• **Task directions**:
Would you please transcribe, exactly as written, the lines of the entries below starting at the one that holds "Fixing peaks is a tricky issue, but" and ending at the one that holds "Would be also", both included?

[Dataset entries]
______
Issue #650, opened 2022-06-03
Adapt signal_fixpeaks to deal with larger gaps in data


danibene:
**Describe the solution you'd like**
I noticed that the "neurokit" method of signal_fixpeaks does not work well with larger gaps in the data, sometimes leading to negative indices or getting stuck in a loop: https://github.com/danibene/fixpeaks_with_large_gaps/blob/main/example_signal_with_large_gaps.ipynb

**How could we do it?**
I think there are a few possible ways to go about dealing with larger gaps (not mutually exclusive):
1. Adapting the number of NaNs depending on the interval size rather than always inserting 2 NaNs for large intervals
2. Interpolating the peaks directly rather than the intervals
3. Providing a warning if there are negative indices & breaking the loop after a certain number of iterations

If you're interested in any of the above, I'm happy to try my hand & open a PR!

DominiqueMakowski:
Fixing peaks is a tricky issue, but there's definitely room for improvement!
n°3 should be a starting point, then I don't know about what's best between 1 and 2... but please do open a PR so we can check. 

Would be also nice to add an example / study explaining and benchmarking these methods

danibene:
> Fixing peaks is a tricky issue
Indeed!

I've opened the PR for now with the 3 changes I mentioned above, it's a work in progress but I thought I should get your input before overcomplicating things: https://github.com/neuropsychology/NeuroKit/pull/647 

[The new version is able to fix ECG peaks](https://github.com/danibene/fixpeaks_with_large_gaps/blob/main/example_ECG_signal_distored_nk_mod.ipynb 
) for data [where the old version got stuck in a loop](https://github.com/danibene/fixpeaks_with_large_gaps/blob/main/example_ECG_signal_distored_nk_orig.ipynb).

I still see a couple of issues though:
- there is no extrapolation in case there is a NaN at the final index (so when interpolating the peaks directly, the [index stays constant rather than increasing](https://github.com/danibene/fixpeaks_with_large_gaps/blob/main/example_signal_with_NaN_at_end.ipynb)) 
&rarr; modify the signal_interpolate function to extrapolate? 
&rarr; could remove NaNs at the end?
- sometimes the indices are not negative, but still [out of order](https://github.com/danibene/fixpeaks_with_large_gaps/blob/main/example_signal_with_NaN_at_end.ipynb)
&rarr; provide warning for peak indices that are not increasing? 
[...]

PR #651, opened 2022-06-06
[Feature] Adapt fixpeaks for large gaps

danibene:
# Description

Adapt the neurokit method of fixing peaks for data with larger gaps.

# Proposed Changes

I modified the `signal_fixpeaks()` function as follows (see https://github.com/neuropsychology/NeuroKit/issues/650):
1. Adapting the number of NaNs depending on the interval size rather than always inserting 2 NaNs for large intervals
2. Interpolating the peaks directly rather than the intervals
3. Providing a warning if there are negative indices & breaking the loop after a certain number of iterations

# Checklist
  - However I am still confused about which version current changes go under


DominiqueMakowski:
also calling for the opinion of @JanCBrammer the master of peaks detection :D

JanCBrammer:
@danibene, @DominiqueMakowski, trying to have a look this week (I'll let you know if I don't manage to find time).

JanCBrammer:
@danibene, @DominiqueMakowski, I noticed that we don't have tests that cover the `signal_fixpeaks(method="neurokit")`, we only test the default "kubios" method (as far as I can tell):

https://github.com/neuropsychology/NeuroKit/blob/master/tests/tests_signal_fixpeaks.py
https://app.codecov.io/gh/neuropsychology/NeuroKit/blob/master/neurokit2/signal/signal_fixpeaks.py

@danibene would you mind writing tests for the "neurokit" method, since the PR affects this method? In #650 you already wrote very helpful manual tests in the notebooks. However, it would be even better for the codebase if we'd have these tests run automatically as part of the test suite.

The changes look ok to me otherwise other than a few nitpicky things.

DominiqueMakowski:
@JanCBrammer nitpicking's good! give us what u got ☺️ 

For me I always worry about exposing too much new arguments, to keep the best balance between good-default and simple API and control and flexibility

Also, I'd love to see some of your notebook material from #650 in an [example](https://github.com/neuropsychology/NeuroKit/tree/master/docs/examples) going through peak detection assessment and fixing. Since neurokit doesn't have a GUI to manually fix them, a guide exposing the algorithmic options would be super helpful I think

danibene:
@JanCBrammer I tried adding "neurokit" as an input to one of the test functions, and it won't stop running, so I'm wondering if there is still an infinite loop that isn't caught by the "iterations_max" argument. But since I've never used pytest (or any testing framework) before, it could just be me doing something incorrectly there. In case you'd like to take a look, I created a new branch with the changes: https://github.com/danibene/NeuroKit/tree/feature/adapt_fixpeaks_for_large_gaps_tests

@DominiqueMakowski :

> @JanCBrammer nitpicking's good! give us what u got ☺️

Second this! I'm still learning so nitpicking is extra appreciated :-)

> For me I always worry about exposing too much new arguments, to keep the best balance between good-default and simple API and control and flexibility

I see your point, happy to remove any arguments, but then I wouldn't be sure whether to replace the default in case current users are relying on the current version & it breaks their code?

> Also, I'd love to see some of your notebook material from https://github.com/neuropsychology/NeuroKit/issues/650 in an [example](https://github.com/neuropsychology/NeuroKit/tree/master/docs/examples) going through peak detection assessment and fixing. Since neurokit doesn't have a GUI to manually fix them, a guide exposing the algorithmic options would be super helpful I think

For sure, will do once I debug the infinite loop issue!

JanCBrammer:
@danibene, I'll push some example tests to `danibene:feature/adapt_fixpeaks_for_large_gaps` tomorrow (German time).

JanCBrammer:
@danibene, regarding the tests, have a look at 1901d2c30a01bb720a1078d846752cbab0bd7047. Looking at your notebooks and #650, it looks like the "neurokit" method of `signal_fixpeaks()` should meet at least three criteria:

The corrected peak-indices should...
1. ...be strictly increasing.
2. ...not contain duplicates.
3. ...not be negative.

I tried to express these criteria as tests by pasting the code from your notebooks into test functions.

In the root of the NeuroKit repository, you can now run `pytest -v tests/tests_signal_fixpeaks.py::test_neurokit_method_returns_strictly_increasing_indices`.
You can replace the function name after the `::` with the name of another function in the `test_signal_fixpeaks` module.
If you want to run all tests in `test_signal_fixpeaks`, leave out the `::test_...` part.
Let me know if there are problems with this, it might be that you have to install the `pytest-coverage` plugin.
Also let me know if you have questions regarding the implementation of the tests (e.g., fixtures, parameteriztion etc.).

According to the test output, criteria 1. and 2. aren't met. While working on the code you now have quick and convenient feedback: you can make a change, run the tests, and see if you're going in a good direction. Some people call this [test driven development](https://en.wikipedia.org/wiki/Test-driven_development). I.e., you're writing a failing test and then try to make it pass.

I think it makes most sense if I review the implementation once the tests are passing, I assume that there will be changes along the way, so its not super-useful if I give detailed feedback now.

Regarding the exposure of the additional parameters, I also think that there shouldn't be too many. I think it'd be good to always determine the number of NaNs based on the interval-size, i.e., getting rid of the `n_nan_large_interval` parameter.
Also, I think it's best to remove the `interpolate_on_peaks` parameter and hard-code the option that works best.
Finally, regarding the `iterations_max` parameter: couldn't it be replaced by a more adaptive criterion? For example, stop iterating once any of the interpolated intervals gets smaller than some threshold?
______
• **Written answer**:
Fixing peaks is a tricky issue, but there's definitely room for improvement!
n°3 should be a starting point, then I don't know about what's best between 1 and 2... but please do open a PR so we can check. 

Would be also nice to add an example / study explaining and benchmarking these methods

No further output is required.